Alappuzha (Alleppey)–MGR Chennai Central Superfast Express is a class of Superfast Express train that runs daily from Chennai Central to Alappuzha. It is one of the oldest trains in the Southern Railway zone of the Indian Railways It is one of the prestigious train of Kerala.

History
The train began its life as the 41/42 Madras Central (MAS)–Cochin Terminus (CHTS) Kerala Express on 1 April 1966. It was one of two new express trains introduced in the budget of Panampilly Govindha Menon (though he did not present the budget) for southern railway. The other express train being the West Coast Express. It was the first dieseled express train to run south of Madras (with an Erode WDM-2). The scheduled departure from Cochin harbor terminus was at 08:00 pm and arrived in Madras Central at 10.00 am. The reverse train departed Madras central at 16:00 am and arrived at Cochin harbor terminus at 06:00 am (similar to timings of present-day Thiruvananthapuram -Chennai Express). It took much less time to reach Madras than the 19/20 mail (14 Hours vs 15 hours).

Initially, the 41/42 express was to be extended to Thiruvananthapuram in 1978 but instead during 1979, the 19/20 mail was extended. The 19/20 mail is the predecessor of the now Thiruvananthapuram–Chennai Central Mail. The 41/42 Express became the Cochin Express after its name "Kerala Express" was taken over by 125/126 Trivandrum–New Delhi Express.

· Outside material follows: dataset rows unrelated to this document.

PR #304, opened 2026-06-29
feat(rules-rfc-9110): align message-context rule execution contexts (#327)

BaggersIO:
## Summary

Aligns the execution context(s) of every rule in the **message-context** category (`packages/rules-rfc-9110/src/rules/message-context/`) with what can *actually and meaningfully* run, using only the existing rule framework (part of #327). Covers the Expect, From, Referer, TE, User-Agent (request side) and Allow, Location, Server (response side) fields.

Guiding rules applied per the shared brief:
- **Request-side rules must not be `test`** (Thymian is the sender, so the user cannot drive the non-conformant request). They become `static` and/or `analytics`.
- **Common projection exposes header NAMES only** — value checks use `validateHttpTransactions` + `getHeader` on the live request/response model (analyze).
- **`appliesTo` role-filtering**: request-side analyze rules use `('client','user-agent')` (HAR request role defaults to `user-agent`); response-side analyze rules keep `'origin server'`.
- Header comparisons are case-insensitive (`getHeader` / `.toLowerCase()`).
- Every `informational` and infra-deferred rule carries a written rationale in a code comment near `.type(...)`.

36 rules reviewed.

## Coverage matrix

|---|---|---|---|---|
| **expect** / client-may-proceed-to-send-content-without-receiving-100-response | informational | informational | 2 | MAY about client timing; unobservable |
| **expect** / client-must-not-generate-100-continue-without-content | static,test,analytics | static,analytics | 4 | request-side → drop test; shared filter-only rule (Expect:100-continue + no body); appliesTo client,user-agent |
| **expect** / client-must-send-expect-header-for-100-response | informational | informational | 2 | conditioned on internal client intent (will-wait); unobservable |
| **expect** / client-should-not-wait-for-an-indefinite-period-for-100-response | informational | informational | 2 | client wait timing; unobservable |
| **expect** / client-should-repeat-request-without-expect-for-417 | informational | informational | 2 | cross-request retry strategy; not reconstructable |
| **expect** / origin-server-must-not-wait-for-content-before-100-continue | informational | informational | 2 | server timing; unobservable |
| **expect** / origin-server-must-respond-immediately-to-100-continue-request | informational | informational | 2 | immediacy + interim 100; unobservable |
| **expect** / proxy-may-generate-immediate-100-response | informational | informational | 2 | permissive MAY on proxy internal state |
| **expect** / proxy-must-handle-100-continue-expectation | informational | informational | 2 | both outcomes conformant; needs cross-hop proxy view |
| **expect** / server-may-omit-sending-100-response-if-already-received-content | informational | informational | 2 | permissive MAY; interim response not captured |
| **expect** / server-may-respond-with-417-response-for-other-expect-than-100-continue | analytics (+rule) | informational | 4 | **inverted MAY removed** — flagged conformant non-417 responses as violations |
| **expect** / server-must-ignore-100-continue-in-http-1.0 | informational | informational | 2 | depends on HTTP version (not exposed) + "ignore" non-action |
| **expect** / server-must-send-final-status-after-100-continue | informational | informational | 2 | connection lifecycle; premature-close exception unobservable |
| **expect** / server-should-indicate-if-closing-the-connection-... | informational | informational | 2 | connection-management framing; unobservable |
| **from** / robotic-user-agent-should-send-valid-from-header | static,analytics (+rule+override) | analytics | 4 | static dropped (can't validate value or detect "robotic"); analytics validates a present From is a valid mailbox; appliesTo client,user-agent |
| **from** / server-should-not-use-from-for-authentication | informational | informational | 2 | server internal authz decision; unobservable |
| **from** / user-agent-should-not-send-from-without-configuration | static,test,analytics | static,analytics | 4 | request-side → drop test; presence check (names only) |
| **referer** / intermediary-should-not-modify-referer-for-same-scheme-and-host | informational | informational | 2 | modification needs cross-hop correlation |
| **referer** / user-agent-may-truncate-parts-other-than-referring-origin | informational | informational | 2 | permissive MAY; also fixed wrong url anchor → #name-referer |
| **referer** / user-agent-must-exclude-referer-or-send-about-blank-for-no-source | informational | informational | 2 | triggering condition (target URI source) not in request |
| **referer** / user-agent-must-not-include-fragment-or-userinfo-in-referer | analytics (+override) | analytics | 1 (kept) | value check kept; added descriptive messages + security note; appliesTo user-agent |
| **referer** / user-agent-must-not-send-referer-in-unsecured-request-from-secure-resource | analytics (filter-only) | analytics | 1 (repaired) | **bug fix**: now requires the Referer *value* to be https before flagging (was flagging all http requests with any Referer) |
| **referer** / user-agent-should-not-send-referer-for-secure-to-insecure | analytics (+override) | analytics | 1 (kept) | kept; hardened null-origin handling, added message |
| **te** / sender-must-send-te-connection-option-with-te-header | static,test,analytics | static,analytics | 4 | request-side → drop test; documented under-approximation (names only) |
| **user-agent** / sender-must-not-generate-advertising-in-product-identifier | analytics (+override) | analytics | 1 (kept) | value check kept; appliesTo client,user-agent; added message |
| **user-agent** / sender-should-limit-generated-product-identifiers-to-necessity | informational | informational | 2 | subjective "necessary" |
| **user-agent** / sender-should-not-generate-non-version-info-in-product-version | analytics (+override) | analytics | 1 (kept) | value check kept; appliesTo client,user-agent; added message |
| **user-agent** / user-agent-should-limit-addition-of-subproducts-by-third-parties | informational | informational | 2 | depends on "who added" + subjective limit |
| **user-agent** / user-agent-should-not-generate-overly-detailed-user-agent | informational | informational | 2 | subjective SHOULD NOT |
| **user-agent** / user-agent-should-send-user-agent-header | analytics (+rule) | analytics | 1 (kept) | presence check (names only) kept; added message |
| **allow** / origin-sever-may-send-allow-header | static,test,analytics (+rule) | informational | 4 | **inverted MAY removed** — flagged responses *without* Allow as violations |
| **allow** / proxy-must-not-modify-allow-header | informational | informational | 2 | modification needs cross-hop correlation |
| **location** / user-agent-must-inherit-fragment-for-3xx-without-fragment | informational | informational | 2 | recipient internal redirect processing |
| **server** / origin-server-may-generate-server-header-field | static,test,analytics (+rule) | informational | 4 | **inverted MAY removed** — flagged responses *without* Server as violations |
| **server** / origin-server-should-limit-addition-of-subproducts-by-third-parties | informational | informational | 2 | depends on "who added" + subjective limit |
| **server** / origin-server-should-not-generate-detailed-server-header | informational | informational | 2 | subjective SHOULD NOT |

**Outcome counts:** Outcome 1 (implementable/kept active) = **6** · Outcome 2 (informational) = **20** · Outcome 3 (infra-deferred analytics, no fn) = **0** · Outcome 4 (reclassified) = **10**.

No outcome-3 rules: the proxy/intermediary "must not modify" and "must handle" cases here require correlating the same message across two hops, which is not reconstructable from a single captured transaction / standard HAR, so they are honestly informational rather than typed analytics without a function.

## Per-PR checklist

- [x] Every rule in the category reviewed exactly once (36).
- [x] No declared active context (`static`/`test`/`analytics`) left without a rule function (no outcome-3 rules in this category).
- [x] No request-side rule assigned to `test` (dropped from 4 rules).
- [x] Every `informational` and infra-deferred rule carries a written reason in a code comment near `.type(...)`.
- [x] Header comparisons are case-insensitive (`getHeader` / `.toLowerCase()`).
- [x] `appliesTo` roles set so analyze rules actually fire on HAR (request-side → `client,user-agent`; response-side → `origin server`).
- [x] Common projection used only for presence/status/media-type/body; value checks use `validateHttpTransactions` + `getHeader`.
- [x] No new metadata fields / framework changes; only files under `message-context/` edited.
- [x] `npx prettier --check` passes on the category.
- [x] Security-relevant rules addressed (below).

## Security-relevant rules

- **Referer / userinfo + fragment leak** (`user-agent-must-not-include-fragment-or-userinfo-in-referer`): kept as an active analytics value check (error). Leaking userinfo (credentials) or a fragment to a third-party origin is a real disclosure risk; added explicit credential/fragment violation messages.
- **Referer / secure→insecure leak** (`user-agent-must-not-send-referer-in-unsecured-request-from-secure-resource`): **repaired** — previously flagged *every* http request that carried any Referer (false positives, and missed the actual security condition). Now flags only when the unsecured request carries a Referer whose value is `https://`, i.e. a secure referring resource leaking into an unsecured request.
- **Referer / cross-origin from secure resource** (`user-agent-should-not-send-referer-for-secure-to-insecure`): kept; hardened to avoid false positives when an origin cannot be parsed, with a descriptive message.
- **Server header disclosure** (`origin-server-may-generate-server-header-field`, `origin-server-should-not-generate-detailed-server-header`): the MAY rule that flagged *absent* Server headers was removed (omitting Server is a legitimate security-positive choice); the SHOULD-NOT-detailed rule remains informational because "needlessly fine-grained" has no objective threshold.
- **Auth / From** (`server-should-not-use-from-for-authentication`): informational — using From for authz is a server-internal decision not observable from messages.

## Reclassification reasoning (non-trivial)

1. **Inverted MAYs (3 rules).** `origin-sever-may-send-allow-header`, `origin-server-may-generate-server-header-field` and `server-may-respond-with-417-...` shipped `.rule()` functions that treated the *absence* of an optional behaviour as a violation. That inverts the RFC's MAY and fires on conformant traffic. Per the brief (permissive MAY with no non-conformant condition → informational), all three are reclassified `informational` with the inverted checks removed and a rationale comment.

The rake maintenance was done at Chennai Central. The train formerly used to have passenger quotas like  quota, Navjivan quota, Coromandel quota etc. for long-distance travel from Madras Central. In the 1980s the train got its stoppage removed from Coimbatore due to infrastructural constrains on the – line. By 1982, the timings of the train had been reversed. Departure from Cochin was moved to 04:05 pm and reached Madras at 06:50 in the morning. The reverse Train left Madras at 7:00 pm and arrived in Cochin at 10:00 am.

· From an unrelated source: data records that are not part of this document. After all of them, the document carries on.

PR #316, opened 2026-07-09
fix(plugin-http-analyzer): expand umbrella appliesTo roles to concrete participant roles

BaggersIO:
## What & why

`appliesTo` role filtering matched stored role names exactly (`reqRole.name IN (...) OR resRole.name IN (...)`), with `intermediary` as the only expanded alias. Rules tagged `server` or `client` therefore silently skipped traffic labeled with concrete roles such as `origin server` or `user-agent` — notably **all HAR imports**, which default to `user-agent` (request) and `origin server` (response).

Fixes thymianofficial/thymian-internal#355.

## The fix

- **`@thymian/core`**: new shared `expandHttpParticipantRoles()` next to the role list in `rule-meta.ts`, encoding the role hierarchy:
  - `server` → `server`, `origin server`, `cache`, `proxy`, `gateway`, `tunnel`, `intermediary` (every participant that can receive and respond to requests, per the issue)
  - `client` → `client`, `user-agent` (request originators)
  - `intermediary` → `intermediary`, `proxy`, `gateway`, `tunnel` (unchanged behavior, moved out of the analyzer)
  - concrete roles pass through; overlapping expansions are deduplicated
- **`@thymian/plugin-http-analyzer`**: `AnalyticsApiContext` now calls the shared helper instead of its local `intermediary` special case. Repository SQL filtering stays exact-match against the already-expanded list, as proposed in the issue.

Note beyond the issue's write-up: the `client` → `user-agent` expansion is included for the same reason as `server` → `origin server` — without it, request-side rules tagged `client` never fire on HAR imports. (Left `client` NOT expanding to intermediary roles: a proxy does act as a client on its outbound leg, but captured roles describe the participant, not the leg, and widening `client` to intermediaries would make user-agent-specific rules fire on proxies.)

## Tests

- `packages/core/test/rules/expand-http-participant-roles.test.ts`: expansion table per role, server excludes client-side roles, dedup, passthrough.
- `packages/plugin-http-analyzer/test/analytics-api-context.test.ts`: end-to-end through the SQLite repository — `['server']` matches transactions labeled `origin server`/`cache`/`gateway` but not `client`/`user-agent`; `['client']` matches the HAR-shaped `user-agent` request leg. Existing `intermediary` test unchanged and green.

## Impact

Unblocks simplifying rule metadata to single umbrella roles (e.g. `.appliesTo('server')` instead of `.appliesTo('origin server', 'server')`) — wanted by the review on #300.

## Verification

- `nx build core`, `nx build plugin-http-analyzer`: pass
- Full vitest suites: core 186/186, plugin-http-analyzer 91/91
- Prettier/eslint via pre-commit hooks: clean

### DIFF
--- a/packages/core/src/rules/rule-meta.ts
+++ b/packages/core/src/rules/rule-meta.ts
@@ -15,6 +15,37 @@ export const httpParticipantRoles = [
 
 export type HttpParticipantRole = (typeof httpParticipantRoles)[number];
 
+// Captured traffic stores one concrete role per message and repositories match
+// role names exactly, so umbrella roles must be expanded to every concrete
+// role they subsume before filtering. 'server' covers every participant that
+// can receive and respond to requests; 'client' covers every participant that
+// originates requests.
+const httpParticipantRoleHierarchy: Partial<
+  Record<HttpParticipantRole, readonly HttpParticipantRole[]>
+> = {
+  server: [
+    'server',
+    'origin server',
+    'cache',
+    'proxy',
+    'gateway',
+    'tunnel',
+    'intermediary',
+  ],
+  client: ['client', 'user-agent'],
+  intermediary: ['intermediary', 'proxy', 'gateway', 'tunnel'],
+};
+
+export function expandHttpParticipantRoles(
+  roles: readonly HttpParticipantRole[],
+): HttpParticipantRole[] {
+  return [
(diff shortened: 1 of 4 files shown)


matthyk (approved):
If you work in the copilot changes, it looks good.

Extension to Alappuzha (1991–present) 
During 1991, the historic train bid goodbye to Cochin Terminus as it was extended to the newly inaugurated line to Alleppey. It was renumbered 6041/6042 in 1990. In 2004 the train was to be converted to Superfast express category numbered 2681/2682, but due to strong protests, the move was not implemented. It was again renumbered 16041/16042 in 2005.The Government of Kerala, in 2012, has officially asked an extension of this train to Vikram Sarabhai Terminal in the state capital of Thiruvananthapuram but the demand was never Materialized and from 23 Sep 2012, the train reentered Coimbatore junction, after nearly a gap of 30 long years after the double line via Irugur was commissioned. On 16 Jun 2014, the First Class non AC coaches were removed and have been replaced by a 3A coach. The train was upgraded to Superfast express category from 13.7.2014 with new train numbers 22639/22640.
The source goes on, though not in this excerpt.